>>
Issue #648, opened 2026-05-21
cli: daemon start/restart fails after reboot — /run/kukeon bind source not recreated


eminwux:
## Context

`kuke daemon restart` (and `kuke daemon start`) fail after a host reboot:

```
$ kuke daemon restart
kukeond stopped (cell "kukeond" in realm "kuke-system")
Error: start kukeond cell: failed to start cell containers: failed to start container
kukeon_kukeon_kukeond_kukeond: failed to create task: failed to create shim task:
OCI runtime create failed: runc create failed: unable to start container process:
error during container init: failed to fulfil mount request:
open /run/kukeon: no such file or directory
```

The kukeond cell spec bind-mounts host `/run/kukeon` → container `/run/kukeon`. runc requires the bind **source** to exist. That directory is created exactly once, by `ensureSocketDir`, whose only non-test caller is the `kuke init` bootstrap path (`internal/controller/controller.go:212`, guarded by `if b.opts.KukeondImage != ""`). The assumption is documented in `cmd/kuke/init/init.go:346-348`: `/run/kukeon` is *"already created by ensureSocketDir during bootstrap."*

`kuke daemon restart` (`cmd/kuke/daemon/restart/restart.go:131`) and the underlying start path call `client.StartCell(...)` directly and never call `ensureSocketDir`. Because `/run` is a tmpfs, `/run/kukeon` is wiped on every reboot — so the bind source is gone and the restart fails. The workaround is a manual `mkdir /run/kukeon`, after which restart succeeds. This makes the daemon non-recoverable after a reboot without either a manual `mkdir` or a full re-`init`.

## Proposal

Ensure the socket-dir / bind-mount source (`/run/kukeon`, i.e. the parent dir of the kukeond socket) exists before the daemon start path launches the cell containers — not only during `kuke init` bootstrap. Lift the `ensureSocketDir` call (and the matching ownership step) into the start/restart path so it is idempotent across reboots, mirroring `applyKukeonOwnership`'s root:kukeon mode 0750 on `/run/kukeon`.

## Acceptance criteria

- [ ] `kuke daemon start` and `kuke daemon restart` recreate `/run/kukeon` if it is missing before starting the cell containers.
- [ ] The recreated directory has the same ownership/mode as `kuke init` produces (root:kukeon, 0750) so the kukeon group can traverse it.
[...]

Issue #224, opened 2026-04-29
architecture: converge create/delete on reconciler-driven model (post-#161)


eminwux:
## Context
`kuke create cell` (and the other create/delete paths) walks bring-up imperatively inside the request handler: cgroup → containerd namespace → container → task. The reconciler loop (#161) introduces a separate `Reconcile()` function for drift correction — and that function will, by definition, contain the same wiring logic.

Without convergence, the same bring-up logic exists in two places: the imperative request path and the reconciler. Two failure modes follow: (a) divergence as one path adds a step the other misses, and (b) restart-recovery code duplicates what the reconciler already does. The fix is to make `Reconcile()` the only place that wires resources, and have request paths call it.

## Proposal
Design lock (no code in this issue):

1. **#161's `Reconcile(resource)` must be callable synchronously from API request paths**, not just from the ticker. Concretely, it returns when the resource has reached its target state (or terminal failure), and it is safe to invoke against arbitrary partial state.
2. **Post-#161 migration plan** (separate landable issues, filed once #161 lands):
   - `kuke create cell` writes spec → calls `Reconcile(cell)` → returns the resulting status.
   - `kuke delete cell` sets `deletionTimestamp` on spec → calls `Reconcile(cell)` → returns when the resource is gone.
   - Imperative wiring code is removed as each kind migrates.
   - Cells migrate first (paired with #161 GA); stack/space/realm follow.
3. **One deletion model**: today's `kuke delete` + `kuke kill` separation is an artifact of imperative orchestration. In the reconciler world, `deletionTimestamp` + finalizers covers both. Migration filed separately when cell-level reconcile lands.
4. **Status semantics align with reality**: `Ready` means "reconciler observed it healthy as of `UpdatedAt`," not "we last touched it and it didn't error." Pairs with #166's `Reason`/`Message`.

## Acceptance criteria
- [ ] #161's design notes record the constraint that `Reconcile()` is synchronously callable from request paths.
- [ ] Post-#161 migration plan (per-kind issues) is filed under this umbrella before #161 GA.
- [ ] No code change required by this issue itself — close once the constraint is documented and follow-up issues are filed.

## Notes
- Part of umbrella #217.
- **Depends on #161** (reconciler v1 cell-only) and benefits from **#166** (status enrichment) + **#205** (metadata concurrency).
- This is a planning issue. The actual code migration ships as separate per-kind issues filed once #161 lands.

PR #657, opened 2026-05-21
fix(run): refuse phantom attach when containerd lost a Ready cell's containers

### LINKED ISSUE #654: run: reports containers "already existed"/"started" for a cell containerd no longer has
## Context

`kuke run` against an existing cell reports `container … already existed` and `containers: started`, then attaches — but the cell has **no containers and no tasks in containerd at all**. The attach therefore dials a socket backed by nothing and fails. kukeon's persisted metadata has diverged from containerd's actual state, and `run` trusts the stale metadata.

Reproduced consistently on `kukeon-pm-1`:

```
$ kuke run -p kukeon-pm --name kukeon-pm-1
Cell "kukeon-pm-1" (realm "default", space "default", stack "default")
  - metadata: already existed
  - cgroup: already existed
  - root container: created
  - containers: started
Error: error attaching client: ping failed: dial unix /opt/kukeon/s/cd44b9a5b1147025: connect: connection refused
```

State divergence, confirmed on the host:

- **Nothing in containerd for the cell.** `ctr -n default.kukeon.io container ls | grep kukeon-pm-1` → empty; `ctr -n default.kukeon.io task ls` lists `kukeon-pm-0`, `kukeon-pr-0/1`, `kukeon-dev-0/1` but **no `kukeon-pm-1` (neither root nor work)**. No shim/kuketty process in `ps` either.
- **kukeon metadata still records it.** `/opt/kukeon/data/default/default/default/kukeon-pm-1/...` persists; `run` reads it and prints `container "work": already existed` + `containers: started`.
- **Stale socket, no listener.** `work/tty/socket` is `srwxr-xr-x` (`0755`), no listener → `connection refused`. `work/tty/kuketty.log`'s last entry is `2026-05-21T02:04:40`; the 21:24 run produced no new log lines.

Likely trigger: containerd lost the cell's containers across a daemon/containerd restart or reboot (cf. #648) while kukeon's on-disk metadata survived. The host daemon in `ps` started `20:46`; `kukeon-pm-0` (created `21:23`, after the daemon came up) still exists in containerd, but `kukeon-pm-1` (last live `02:04`) does not. The rendered metadata is otherwise correct (`socketMode: 432` = `0660`, `socketGid: 988`), so this is **not** a socket-perm defect — it is a metadata↔containerd divergence that `run` fails to detect.

## Proposal

`kuke run` (and the underlying create/start path) must not report `container … already existed` / `containers: started` for containers that no longer exist in containerd, and must not attach to a phantom cell. Reconcile the recorded cell state against containerd before deciding the verb: if kukeon's metadata claims containers that containerd has lost, treat the cell as needing (re)creation, or refuse with a clear divergence message + recovery pointer (parity in spirit with the `Pending/Failed/Unknown` "delete and re-run" guidance), instead of a raw `connection refused` from a dead socket.

(Mechanism left to dev — this issue specifies observable behavior, not the reconcile design.)

## Acceptance criteria

- [ ] `kuke run` on a cell whose recorded containers are absent from containerd does not print `container … already existed` / `containers: started`.
- [ ] It either (re)creates+starts the missing containers, or exits with a clear "kukeon metadata and containerd have diverged" message and a recovery pointer — not a raw `connection refused` / `permission denied` from a stale socket.
- [ ] No regression of the #630 CNI duplicate-allocation guard on the create-fresh / `Ready` short-circuit paths.

## Notes

- Diagnosis confirmed: cell exists in kukeon's metadata but has **zero containers/tasks in containerd**. This is divergence detection missing in the run path, not a workload that exited or an attach race.
- Secondary variant of the same dead-socket family: a cell recorded `Ready` whose workload exited is not restarted by the `CellStateReady` no-op branch (`cmd/kuke/run/run.go:298`, kept to avoid #630 re-entry) and attaches to a `0755` pre-`applySocketPerms` socket → `permission denied`. Both paths should converge on "don't attach to a non-running / non-existent workload."
- Root cause sits in the metadata↔containerd reconciliation gap; broader reconciler-driven convergence is tracked in #224 / #217, and restart/reboot survival in #648. This issue is the narrow `run`-reports-success-for-phantom-containers symptom, landable independently.
- Separate latent finding (not this bug): nested `kukeon-dev` daemons run `--socket-gid 996` (host group `input`) while the host daemon uses `988` (`kukeon`), both sharing `--run-path /opt/kukeon`. A cell provisioned by a nested daemon would get a socket grouped `input`, unreachable by host `kukeon`-group members. Worth a separate investigation if nested-mode attach failures appear.

eminwux:
## Summary

`kuke run` on a cell recorded `Ready` whose containers containerd has lost (typically a daemon/host restart per #648 dropped the cell's containers while the on-disk metadata survived) printed phantom `container … already existed` / `containers: started`, then attached to a socket backed by nothing — surfacing as a raw `connection refused`.

The root cause: the `CellStateReady` branch in `runExistingCell` (`cmd/kuke/run/run.go`) trusted persisted metadata and short-circuited to the no-op summary + attach without reconciling against containerd. `noOpResultFromGet` hardcodes `ExistsPost: true` for every container, which is the phantom `already existed` output regardless of containerd reality.

The fix reconciles before deciding the verb. `GetCellResult.RootContainerExists` already reflects live containerd state (`runner.ExistsCellRootContainer` queries containerd directly and the value flows over the wire to the CLI). When the recorded state is `Ready` but `RootContainerExists` is false, `run` now refuses with a clear `kukeon metadata and containerd have diverged` message plus a `kuke delete cell <name>` recovery pointer — parity in spirit with the existing `Pending/Failed/Unknown` "delete and re-run" guidance.

### Non-obvious implementation calls (reviewer please push back)

- **Refuse, not recreate.** The AC permits either `(re)creates+starts the missing containers` *or* `exits with a clear divergence message + recovery pointer`. I chose refuse — the lower-blast-radius option. Recreating in place would re-enter `CreateCell`/`StartCell` on a cell whose CNI allocation may still be half-held, the exact #630 duplicate-allocation re-entry the `Ready` short-circuit exists to avoid; the operator-driven `kuke delete cell` releases any half-held allocation cleanly. This trivially satisfies AC bullet 3 (no #630 regression) since the path no longer re-enters create/start at all. The issue explicitly leaves the mechanism to dev.
- **Guard scoped to `Ready` only.** A legitimately `Stopped` cell has `RootContainerExists == false` *by design* — `StopCell` deletes the root container from containerd (`internal/controller/runner/stop.go:252`), and the `Stopped` path correctly recreates via `StartCell`. So `RootContainerExists` is only a divergence signal in the `Ready` state, where the container is asserted live. Applying the guard to `Stopped` would wrongly refuse every normal stopped cell.

### Out of scope (per AC)

The secondary variant in the issue Notes — a `Ready` cell whose *workload task* exited while the root container still exists in containerd (`RootContainerExists` is true, attach hits a `0755` pre-`applySocketPerms` socket → `permission denied`) — is **not** addressed here. The AC checkboxes are about *recorded containers absent from containerd*; detecting an exited-but-present workload requires task-state inspection (a broader change). Left for a follow-up under the same dead-socket family (#224 / #217 reconciler convergence, #648 restart survival).

## Test plan

- [x] `go build ./...`
- [x] `go vet ./cmd/kuke/run/...`
- [x] `make test` (full CI target) — green
- [x] `pre-commit run --files <changed>` — all hooks pass (go fmt, go-mod-tidy, golangci-lint, addlicense, …)
- [x] **AC — no phantom output on divergence:** new `TestRun_ExistingCell_RecordedReady_ContainerdLostContainers_Refuses` asserts a `Ready` cell with `RootContainerExists: false` neither prints `already existed` / `containers: started` nor attaches, and refuses with the divergence message + `kuke delete cell` pointer.
- [x] **AC — clear divergence message, not a raw `connection refused`:** asserted on the error string (`diverged`, `kuke delete cell my-cell`).
- [x] **AC — no #630 regression:** asserted `CreateCell`/`StartCell` call counts are 0 on the refuse path; the healthy-`Ready` short-circuit (`RootContainerExists: true`) and `Stopped`→`StartCell` paths are unchanged and still green (`TestRun_ExistingCell_MatchingSpec_AlreadyReady_ShortCircuits`, `..._Stopped_StartsAndAttaches`).
- [ ] `make dev-init` daemon-parity smoke — not run: the diff is CLI-only (`cmd/kuke/run`), reads a `GetCellResult` field the daemon already computes and returns, and touches nothing the daemon reads, builds, or stores under `/opt/kukeon`. The daemon-parity guard is not applicable to this change.

Closes #654

### DIFF
--- a/cmd/kuke/run/run.go
+++ b/cmd/kuke/run/run.go
@@ -272,10 +272,16 @@ func runRun(cmd *cobra.Command, args []string) error {
 // whose on-disk spec already matches the file (the caller rejected divergence
 // before delegating here). The four terminal states:
 //
-//   - Ready   → print a no-op summary, then attach. Re-entering the daemon's
-//     CreateCell→StartCell path on a healthy cell trips the runner's CNI
-//     duplicate-allocation bug (#630), so the short-circuit is mandatory, not
-//     just an optimisation.
+//   - Ready   → reconcile against containerd first. The recorded state asserts
+//     a live root container; if containerd has lost it (a daemon/host restart
+//     per #648 dropped the containers while the on-disk metadata survived), the
+//     no-op summary would report phantom `container … already existed` /
+//     `containers: started` and then attach to a dead socket
+//     (`connection refused`, #654). On that divergence, refuse with a
+//     delete-then-rerun pointer. Otherwise print a no-op summary, then attach.
+//     Re-entering the daemon's CreateCell→StartCell path on a healthy cell trips
+//     the runner's CNI duplicate-allocation bug (#630), so the short-circuit is
+//     mandatory, not just an optimisation.
 //   - Stopped → StartCell, then attach. The routing is the correct verb (the
 //     prior fall-through to CreateCell was itself an unsafe re-entry). The
 //     live start+attach is gated on the same CNI fix (#630): StartCell re-ADDs
@@ -295,6 +301,28 @@ func runExistingCell(
 ) error {
 	switch pre.Cell.Status.State {
 	case v1beta1.CellStateReady:
+		// Divergence guard (#654): the metadata records this cell as Ready, but
+		// containerd no longer has its root container — typically a daemon/host
+		// restart (#648) dropped the cell's containers while the on-disk
+		// metadata survived. Trusting the stale metadata would print phantom
+		// `already existed` / `containers: started` lines and then attach to a
+		// socket backed by nothing (`connection refused`). Refuse with a
+		// delete-then-rerun pointer instead. We deliberately do not recreate in
+		// place: re-entering CreateCell/StartCell here is the exact #630 CNI
+		// duplicate-allocation re-entry the Ready short-circuit exists to avoid,
+		// and the operator-driven delete releases any half-held allocation
+		// cleanly. (A legitimately Stopped cell has no root container in
+		// containerd by design — StopCell deletes it — so this guard is scoped
+		// to Ready, where the container is asserted live.)
+		if !pre.RootContainerExists {
+			return fmt.Errorf(
+				"cell %q is recorded Ready but its containers are gone from containerd "+
+					"(kukeon metadata and containerd have diverged); "+
+					"delete it with `kuke delete cell %s` before re-running",
+				cellDoc.Metadata.Name,
+				cellDoc.Metadata.Name,
+			)
+		}
 		if printErr := printRunResult(cmd, noOpResultFromGet(pre), flags.output); printErr != nil {
 			return printErr
 		}
--- a/cmd/kuke/run/run_test.go
+++ b/cmd/kuke/run/run_test.go
@@ -484,6 +484,81 @@ func TestRun_ExistingCell_MatchingSpec_AlreadyReady_ShortCircuits(t *testing.T) 
 	}
 }
 
+func TestRun_ExistingCell_RecordedReady_ContainerdLostContainers_Refuses(t *testing.T) {
+	t.Cleanup(viper.Reset)
+
+	// #654: the cell is recorded Ready on disk, but containerd no longer has
+	// its root container (a daemon/host restart dropped the containers while
+	// the metadata survived). Run must NOT print phantom `already existed` /
+	// `containers: started` lines and must NOT attach to the dead socket;
+	// instead it refuses with a divergence message + delete-then-rerun pointer.
+	existing := v1beta1.CellDoc{
+		Metadata: v1beta1.CellMetadata{Name: "my-cell"},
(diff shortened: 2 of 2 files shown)


eminwux:
**PR #657 Review — `fix(run): refuse phantom attach when containerd lost a Ready cell's containers`**

LGTM — guard refuses a `Ready` cell whose `RootContainerExists` is false (verified live-containerd-sourced and faithfully carried over the jsonrpc boundary, so it won't misfire on healthy cells), correctly scoped to `Ready` only, no create/start re-entry so no #630 regression, and the new test asserts the no-phantom-output + no-attach contract.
<<
Each line of the listing that contains the word "default" must be copied.

_Solution to the problem_
Cell "kukeon-pm-1" (realm "default", space "default", stack "default")
- **Nothing in containerd for the cell.** `ctr -n default.kukeon.io container ls | grep kukeon-pm-1` → empty; `ctr -n default.kukeon.io task ls` lists `kukeon-pm-0`, `kukeon-pr-0/1`, `kukeon-dev-0/1` but **no `kukeon-pm-1` (neither root nor work)**. No shim/kuketty process in `ps` either.
- **kukeon metadata still records it.** `/opt/kukeon/data/default/default/default/kukeon-pm-1/...` persists; `run` reads it and prints `container "work": already existed` + `containers: started`.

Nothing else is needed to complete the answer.